The inhibition argument partially inverted for video. You argued people would be more inhibited about video than text, reducing video production. But the smartphone + front camera + selfie culture + TikTok’s ephemeral/low-stakes aesthetic created a generation that is less inhibited about video than text. For many young people, typing out a thought feels more labored than filming themselves saying it.
Image platforms became more sophisticated than the meme-scaffold model. Instagram became a major driver of culture, commerce, and communication in ways that went beyond images-as-text-scaffolding. The visual identity economy (influencer culture, brand aesthetics) is genuinely image/video-native in ways that don’t reduce to text.
How LLMs Change the Text vs. Video Equation
This is where it gets most interesting, and I think the LLM era dramatically amplifies your core thesis while also introducing some genuinely new wrinkles.
LLMs are the apotheosis of text supremacy. The entire edifice of foundation models is built on text. The reason LLMs are so capable is precisely that the internet’s accumulated text was a dense, searchable, linkable, structured knowledge base — exactly the properties you argued for. If the internet had been primarily video since 2000, we would not have GPT-4. In a sense, the world bet on text as the training substrate, and it paid off in a way that creates further lock-in to text.
Text generation is now free. One of your core arguments was that text is cheaper to produce. LLMs make this even more true — to the point of near-zero marginal cost for competent text. This should further shift the balance toward text, since the production-cost advantage of video erodes (it still takes effort to make a good video), while the production-cost advantage of text collapses entirely in the other direction.

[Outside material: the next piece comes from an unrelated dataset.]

PR #137, opened 2021-07-01
improved speedup write with F-contiguous arrays

LucaCerina:
Referencing discussion in #92 all Fortran-contiguous arrays are transformed before writing. This vastly improves write speed for this kind of arrays.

LLMs as text-to-everything interfaces. Rather than video replacing text for search and information retrieval, we’re now seeing text interfaces that generate code, images, analysis, and even video (Sora, Runway, etc.). Text has become the universal command layer — you prompt in text and get any modality back. This is a stronger form of text dominance than you argued for: text isn’t just winning the communication war, it’s becoming the control plane for all modalities.
But: video-to-text pipelines are getting very good. Auto-transcription (Whisper-quality and above), video summarization, multimodal models that can “read” video — these reduce one of text’s competitive advantages (searchability). If every YouTube video is automatically transcribed, indexed, and queryable, the search advantage of text partially transfers to video. This is a genuine new development that could modestly weaken your case.

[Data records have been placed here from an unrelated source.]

PR #140, opened 2021-07-14
fix badges, add pypi badge

sappelhoff:
1. Adds "alt" text to each badge that shows up when the SVG cannot be loaded
2. removes one of the two conda badges, which was simply pointing to the conda-forge repository (all packages therein):  https://conda.anaconda.org/conda-forge  
3. replaces the pyedflib-specific conda-forge badge with one that explicitly says that this package is on conda-forge
4. Adds a PyPI badge next to the conda badge

Before:

image

After:

image

### DIFF
--- a/README.rst
+++ b/README.rst
@@ -4,28 +4,36 @@ pyEDFlib
 .. contents::
 
 .. image:: https://codecov.io/gh/holgern/pyedflib/branch/master/graph/badge.svg
-  :target: https://codecov.io/gh/holgern/pyedflib
+   :target: https://codecov.io/gh/holgern/pyedflib
+   :alt: Test Coverage
 
 .. image:: https://travis-ci.com/holgern/pyedflib.svg?branch=master
-    :target: https://travis-ci.com/holgern/pyedflib
+   :target: https://travis-ci.com/holgern/pyedflib
+   :alt: Travis Build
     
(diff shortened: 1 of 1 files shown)


skjerns:
Great add! Thanks a lot for the contribution. 

Do you know why the coverage badge doesn't work?

sappelhoff:
> Do you know why the coverage badge doesn't work?

I took a brief look at the different CIs you have running, but I wasn't sure how welcome meddling would be so I stopped again :-) 

I can take another look if you want.

sappelhoff:
Also, the code quality badge seems broken:

image

skjerns:
Ah okay thanks again, and also for looking into the coverage badge. 

I don't think I can fix the Travis as I am not the owner of the repo, I guess @holgern  would need to do that. But I'd say that's low prio

sappelhoff:
> But I'd say that's low prio

you mean because running CircleCI and appveyor is sufficient? :thinking: 

Because the whole Travis CI is not running, it's not just the coverage reports that are missing.

skjerns:
Ah that could be! Sorry I'm on mobile right now, can't easily check it. I'll look into it next week :)

skjerns:
looks good, let's try to fix the coverage in #141

PR #141, opened 2021-07-14
try to fix codecov upload -> TRAVIS authorization problem

sappelhoff:
as discussed in #140 

not sure if it works, but worth a try.

### DIFF
--- a/.travis.yml
+++ b/.travis.yml
@@ -177,16 +177,12 @@ script:
     else
         CFLAGS="--coverage" python setup.py build --build-lib build/lib/ --build-temp build/tmp/
         CFLAGS="--coverage" pip install -e . -v
-        pushd demo
-        pytest --pyargs pyedflib --cov=pyedflib --cov-config=../.coveragerc
-        cp .coverage ..
-        popd
+        python -m pytest --pyargs pyedflib --cov=pyedflib --cov-config=.coveragerc --cov-report=xml --verbose
     fi
 
 after_success:
   - |
     if [ "${MANYLINUX}" == "0" ]; then
-        codecov
         # Travis CI has old gcov, needs object dir explicitly specified
         gcov --object-directory build/tmp/pyedflib/_extensions/c/ build/tmp/pyedflib/_extensions/c/*.o
         bash <(curl -s https://codecov.io/bash)


sappelhoff:
@skjerns the problem is that Travis is not building at all: https://travis-ci.com/github/holgern/pyedflib/requests

Some authorization problem:

image

sappelhoff:
relevant: https://stackoverflow.com/a/41327657/5201771

.travis.yml
```diff
@@ -177,16 +177,12 @@ script:
...
-        pytest --pyargs pyedflib --cov=pyedflib --cov-config=../.coveragerc
-        cp .coverage ..
-        popd
+        python -m pytest --pyargs pyedflib --cov=pyedflib --cov-config=.coveragerc --cov-report=xml --verbose
     fi
 
 after_success:
   - |
     if [ "${MANYLINUX}" == "0" ]; then
-        codecov
```
skjerns, line 189: sure this is correct?

sappelhoff: yes, `codecov` only gathers the coverage report and submits it to codecov:

> Find coverage reports for all the languages below, gather them and submit them to Codecov.

source: https://github.com/codecov/codecov-python

The same is achieved by the small bash snippet a few lines below: 

> bash <(curl -s https://codecov.io/bash)

Last time I checked, that bash snippet was the recommended mode of uploading reports to codecov.

Removing the python `codecov` package here just prevents duplication.

skjerns:
@holgern can you check the authorization on travis/coverage?

however, it's a bit strange as the regular builds work fine

sappelhoff:
> however, it's a bit strange as the regular builds work fine

but the last Travis CI builds are more than a month past - despite several merges (other than PRs) in between :thinking: 

Or are both of us looking at different data? --> https://travis-ci.com/github/holgern/pyedflib/builds

.travis.yml
skjerns: thanks!

holgern:
@skjerns I checked the authorization and they look fine. Should we change the coverage tool?, maybe there is a better one or the coverage should not be uploaded from travis.

skjerns:
yes, that seems like a good idea. currently there are three CI tools active anyway (travis, circle, AppVeyor ?), I guess one or two should be sufficient.

I guess the coverage should be able to upload from either of those

skjerns:
Alternatively we could just use github actions for running tests?

+ best integration and no authorization problems
- less verbose interface and might be a bit more cumbersome if stuff fails

example from one of my other repos 
https://github.com/Unisens/pyunisens/blob/master/.github/workflows/Tests.yml

skjerns:
I created a workflow for codecov and it works now. 

However I'm not sure if the Cython code was validated before, and if that's now missing?

I also removed all traces of travis

sappelhoff:
nice, thanks for fixing this @skjerns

The LLM UI is pure augmented text. Claude, ChatGPT, Perplexity — these are the dominant new computing interfaces of the 2020s, and they are quintessentially text-native. The “augmented text” future you described arrived in the form of conversational AI rather than the richer Facebook-style social annotations you imagined, but the basic prediction was correct.
A subtle reversal for LLM-generated content: one concern is that as text generation becomes cheap and ubiquitous, human-produced video may become a stronger authenticity signal. If you can’t tell whether a text was written by a person or an LLM, the value of video as proof-of-person might actually increase. This is speculative but worth watching.
Overall verdict: I’d say roughly 70% of the piece has aged well, with the main blind spot being the TikTok-style video revolution and the underestimation of podcast culture. The LLM era has, if anything, been a late-stage vindication of the core thesis — text dominated long enough and densely enough to become the training substrate for the most transformative technology in decades, and that technology is now making text even more dominant as a control interface. Your machine learning passage in particular reads almost prophetically given where things ended up.